Иконопись с ее культовым, богослужебным назначением во многом является искусством символов. На протяжении всего XVII в. очень медленно, но последовательно происходит освобождение от канона и превращение иконописца в живописца, а иконописи – в живопись. Этот процесс можно проследить по творчеству Симона Ушакова, характерной чертой которого являлся пристальный интерес к изображению человеческого лица. В ранних произведениях, как, например, копия иконы Владимирской Божией Матери
(1652), лик под его кистью мало отличался от традиционного: темные круги под глазами, худое плоское лицо, прямой тонкий нос. Но постепенно он преодолевал суровость выражения на аскетичном лице, которое все больше приобретало живые черты. Так, в иконе «Великий архиерей» (1656–1657), написанной для церкви Троицы в Никитниках, уже проступают элементы реализма, когда автор старается передать реальную форму глаз со слезничками и даже с ресницами – немыслимые в предшествующую эпоху детали!
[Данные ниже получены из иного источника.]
PR #1533, opened 2026-06-15
Update surrogate process to nostd, avoid overhead of loading unecessary libraries

simongdavies:
Creating a surrogate process on windows unnecessarily loads the Rust std library (which it doesn't need since it starts suspended and sleeps forever), the overhead of this on creating a process appears to be  large on AARCH64 (200ms) , this PR makes the surrogate `no_std` which removes this overhead.

### DIFF
--- a/src/hyperlight_host/src/hyperlight_surrogate/src/main.rs
+++ b/src/hyperlight_host/src/hyperlight_surrogate/src/main.rs
@@ -14,6 +14,40 @@ See the License for the specific language governing permissions and
 limitations under the License.
 */
 
-fn main() {
-    std::thread::sleep(std::time::Duration::MAX)
+// This binary is used solely as an address-space host for WHvMapGpaRange2.
+// It is created with CREATE_SUSPENDED and never executes user code.
+//
+// We use #![no_std] to avoid linking dbghelp.dll and VCRUNTIME140.dll,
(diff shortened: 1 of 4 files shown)


src/hyperlight_host/src/hyperlight_surrogate/src/main.rs
```diff
@@ -14,6 +14,40 @@ See the License for the specific language governing permissions and
...
+// which add ~200ms to CreateProcess on ARM64 Windows. The process never
+// runs, so the Rust stdlib is pure dead weight here.
+
+#![no_std]
+#![no_main]
+
+#[link(name = "kernel32")]
+unsafe extern "system" {
+    fn Sleep(dwMilliseconds: u32);
+}
```
ludfjig, line 30: Why do we need this if process is created with CREATE_SUSPEND? Defense in depth?

ludfjig (approved):

src/hyperlight_host/src/hyperlight_surrogate/src/main.rs
simongdavies: I think you are correct, we don't really need it, but I guess first its protection against the process not getting started suspended , or somehow being unsuspended and second it sort of self documents what is going on

PR #1561, opened 2026-06-18
Fix just-clippyw recipe

### LINKED ISSUE #1559: `just clippyw` recipe broken
`just clippyw` is useful for checking clippy targeting windows from a linux machine. https://github.com/hyperlight-dev/hyperlight/pull/1533 broke it due adding MSVC specific args to surrogate build.rs. We should be able to fix it by checking for CARGO_CFG_TARGET_ENV=="gnu" and using the gnu specific flags

ludfjig:
Fixes #1559

I use this all the time on linux machine to verify `just clippy` would pass on windows target

### DIFF
--- a/src/hyperlight_host/src/hyperlight_surrogate/build.rs
+++ b/src/hyperlight_host/src/hyperlight_surrogate/build.rs
@@ -15,8 +15,20 @@ limitations under the License.
 */
 
 fn main() {
+    if std::env::var("CARGO_CFG_TARGET_OS").as_deref() != Ok("windows") {
+        panic!("hyperlight_surrogate can only be built for Windows targets");
+    }
+
+    let target_env = std::env::var("CARGO_CFG_TARGET_ENV")
+        .expect("CARGO_CFG_TARGET_ENV should be set for Windows targets");
     // The surrogate is a #![no_std] binary with a custom entry point.
-    // We need to tell the MSVC linker the entry point and subsystem.
-    println!("cargo:rustc-link-arg=/ENTRY:mainCRTStartup");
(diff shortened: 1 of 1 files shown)


jsturtevant (approved):
Seems reasonable to me

andreiltd (approved):

src/hyperlight_host/src/hyperlight_surrogate/build.rs
```diff
@@ -15,8 +15,20 @@ limitations under the License.
...
+    }
+
+    let target_env = std::env::var("CARGO_CFG_TARGET_ENV")
+        .expect("CARGO_CFG_TARGET_ENV should be set for Windows targets");
     // The surrogate is a #![no_std] binary with a custom entry point.
-    // We need to tell the MSVC linker the entry point and subsystem.
-    println!("cargo:rustc-link-arg=/ENTRY:mainCRTStartup");
-    println!("cargo:rustc-link-arg=/SUBSYSTEM:CONSOLE");
+    if target_env == "gnu" {
+        // useful for `just clippyw` (targeting x86_64-pc-windows-gnu on linux host)
```
jprendes, line 26: shouldn't we use x86_64-pc-windows-msvc for clippy on linux?

jprendes (approved):

src/hyperlight_host/src/hyperlight_surrogate/build.rs
ludfjig: I don't think that's possible

jprendes: Certainly possible, you need to install the `x86_46-pc-windows-msvc` target using rustup, here's for a different project on my Linux machine:
image

PR #1568, opened 2026-06-22
Automate removal of the ready-for-review label

simongdavies:
## What

Automates removal of the `ready-for-review` label from a pull request once it is
no longer awaiting review.

The label is used to automate requests for review.

The label is removed when **any** of the following become true:

- the PR is closed or merged,
- the PR is converted to a draft,
- the PR has **two or more** approvals, or
- the PR has **two or more** change requests.

Adding the label stays a manual / author action (now documented in
`docs/github-labels.md`); only removal is automated.

## How

The reusable workflow lives in the organisation's `.github` repository
(`hyperlight-dev/.github`) so every repository in the org can share one implementation.

`pull_request_target` is used so the job has a write-scoped token for pull
requests from forks. This is safe because the engine never checks out or
executes PR code — it only reads PR metadata and removes a label.

### DIFF
--- a/.github/workflows/ready-for-review-label.yml
+++ b/.github/workflows/ready-for-review-label.yml
@@ -32,6 +32,6 @@ jobs:
   manage-label:
     # Shared engine in the org-wide `.github` repository, pinned to a commit SHA
     # (matching this repository's action-pinning convention).
-    uses: hyperlight-dev/.github/.github/workflows/manage-ready-for-review.yml@12c76e8040b3a64d36cc8e95b129996dba6a8c54
+    uses: hyperlight-dev/.github/.github/workflows/manage-ready-for-review.yml@8eaae4229db908ea64fff06c31dbf5677611ce5e
     with:
       pr-number: ${{ github.event.pull_request.number }}
--- a/.github/workflows/ready-for-review-label.yml
+++ b/.github/workflows/ready-for-review-label.yml
@@ -26,8 +26,8 @@ concurrency:
 
 permissions:
   contents: read
-  pull-requests: write
-
+  pull-requests: read
+  issues: write
 jobs:
   manage-label:
     # Shared engine in the org-wide `.github` repository, pinned to a commit SHA
--- a/.github/workflows/ready-for-review-label.yml
+++ b/.github/workflows/ready-for-review-label.yml
@@ -1,0 +1,37 @@
+name: Ready-for-review label
+
+# Caller workflow that wires this repository's pull-request events up to the
+# reusable `manage-ready-for-review.yml` workflow, which removes the
+# "ready-for-review" label once a PR is no longer awaiting review.
+#
+# `pull_request_target` (rather than `pull_request`) is required so that the job
+# has a read/write token for pull requests opened from forks. This is safe here
+# because the reusable workflow never checks out or executes pull-request code.
+#
+# The label logic lives in the organisation's `.github` repository so that every
+# repository consumes the same engine. To roll this out to another repository,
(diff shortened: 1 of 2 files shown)


.github/workflows/ready-for-review-label.yml
```diff
@@ -0,0 +1,37 @@
...
+
+permissions:
+  contents: read
+  pull-requests: read
+  issues: write
+jobs:
+  manage-label:
+    # Shared engine in the org-wide `.github` repository, pinned to a commit SHA
+    # (matching this repository's action-pinning convention).
+    uses: hyperlight-dev/.github/.github/workflows/manage-ready-for-review.yml@8eaae4229db908ea64fff06c31dbf5677611ce5e
```
jsturtevant: TIL

.github/workflows/ready-for-review-label.yml
```diff
@@ -0,0 +1,37 @@
+name: Ready-for-review label
+
+# Caller workflow that wires this repository's pull-request events up to the
+# reusable `manage-ready-for-review.yml` workflow, which removes the
+# "ready-for-review" label once a PR is no longer awaiting review.
+#
+# `pull_request_target` (rather than `pull_request`) is required so that the job
+# has a read/write token for pull requests opened from forks. This is safe here
```
jsturtevant, line 8: Did we try this with pull_request first?  its only a write for issues and I don't think `pull_request_target` is needed for that: https://github.com/hyperlight-dev/hyperlight/blob/69c362b6ea2f6e273d9559d4baf18091f07134b3/.github/workflows/RustNightly.yml#L133-L134

pull_request also has types of closed/converted_to_draft https://docs.github.com/en/actions/reference/workflows-and-actions/events-that-trigger-workflows#pull_request

ludfjig: agree pull_request_target is a code smell. Although it might be better soon https://github.blog/changelog/2026-06-18-safer-pull_request_target-defaults-for-github-actions-checkout/

.github/workflows/ready-for-review-label.yml
ludfjig: TIL too :) https://docs.github.com/en/actions/how-tos/reuse-automations/share-with-your-organization

nit: the comment above sounds very AI-generated

.github/workflows/ready-for-review-label.yml
simongdavies: OK I will change it, it will probably mean that this wont work for `close` or `converted_to_draft` on a PR from a fork though so we might have to change this back since quite a few people open PRs from their forks , we will soon see.

.github/workflows/ready-for-review-label.yml
simongdavies: fixed the comments

.github/workflows/ready-for-review-label.yml
```diff
@@ -0,0 +1,33 @@
+name: Ready-for-review label
+
+# When a pull-request changes state (closed, converted to draft) or a review is submitted/dismissed,
+# run the  `manage-ready-for-review.yml` workflow, to remove the 
+# "ready-for-review" label once a PR if its no longer needed.
```
danbugs:
```suggestion
# run the `manage-ready-for-review.yml` workflow, to remove the
# "ready-for-review" label from a PR if its no longer needed.
```

danbugs (dismissed):
LGTM–just one nit on documentation

ludfjig (dismissed):

ludfjig (approved):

Ярче всего стремление очеловечить лик Христа выражено Ушаковым в знаменитой иконе «Спас Нерукотворный» (1658).Новым явлением в живописи XVII в. стало появление двух светских жанров
: пейзажа и портретной живописи «с живства» (с натуры) – парсуны (от лат. persona – «личность», т. е. портрет реального лица). Именно в парсуне получили свое развитие реалистические тенденции в живописи. Жанр парсуны зародился еще в XVI в., но свое развитие этот первый чисто светский жанр получил во второй половине XVII в., когда в Москве трудилось немало иностранных живописцев, в том числе голландский художник Д. Вухтерс. Именно ему приписывается групповой портрет «Патриарх Никон с клиром» (1660–1665). Писание парсун и обучение этому русских художников вменялось в обязанность приглашенным в Россию иностранным мастерам. Парсуны пишут в западной манере и технике на холсте маслом, а также на доске, что более привычно для русских мастеров. Пейзаж в иконе и парсуне выполнял вспомогательную функцию фона, когда рядом с ликом святого художник писал лес с птицами и зверями, деревья, и еще окончательно не стал самостоятельным жанром. Несомненно, произведения иностранных мастеров оказывали воздействие и на русских живописцев, помогая им выйти на путь реалистического искусства.Одними из самых ранних памятников портретной живописи 1680–1690-х гг., хранящихся в Государственном историческом музее, являются парсуны
с изображениями царя Федора Ивановича и воеводы князя Михаила Васильевича Скопина-Шуйского. Оба портрета написаны в иконописной манере на липовых досках живописцами Оружейной палаты. Однако, несмотря на традиционность, уже очевидно, что на смену лику, столь характерному для изображения святых, приходит лицо – узнаваемое, со своими неповторимыми чертами. Именно таким предстает на парсуне 1686 г. лицо юного царя Федора Алексеевича – не отстраненное от мира, а задумчивое с едва заметной, робкой, глубоко затаенной улыбкой. Так же как и парсуны стольника В.Ф. Люткина, парсуны матери и дяди Петра Великого – Н.К. и Л.К. Нарышкиных, предположительно кисти М.И. Чоглокова (1678–1723), живописца Оружейной палаты, в которых художник уже без оглядки на старину отразил внутренний мир человека. Нужно отметить, что изменилась и сама техника работы художника: тени получают реальный цвет, глубже стало понимание самого живописного искусства, т. е. совершенно четко заметны те художественные черты, которые станут основой и особенностью русской портретной школы XVIII в.Музыка
периода Московского царства в основном развивалась в направлении церковного песнопения, но широкое распространение получили и лирические народные песни. Расцвет их приходился на XVI–XVII вв. и был вызван ростом личного самосознания, начавшимся высвобождением личности из-под религиозного и бытового гнета, подавлявшего естественные чувства и влечения. Большой пласт народного творчества составляют исторические песни казацкой вольницы, «молодецкие» о Степане Разине.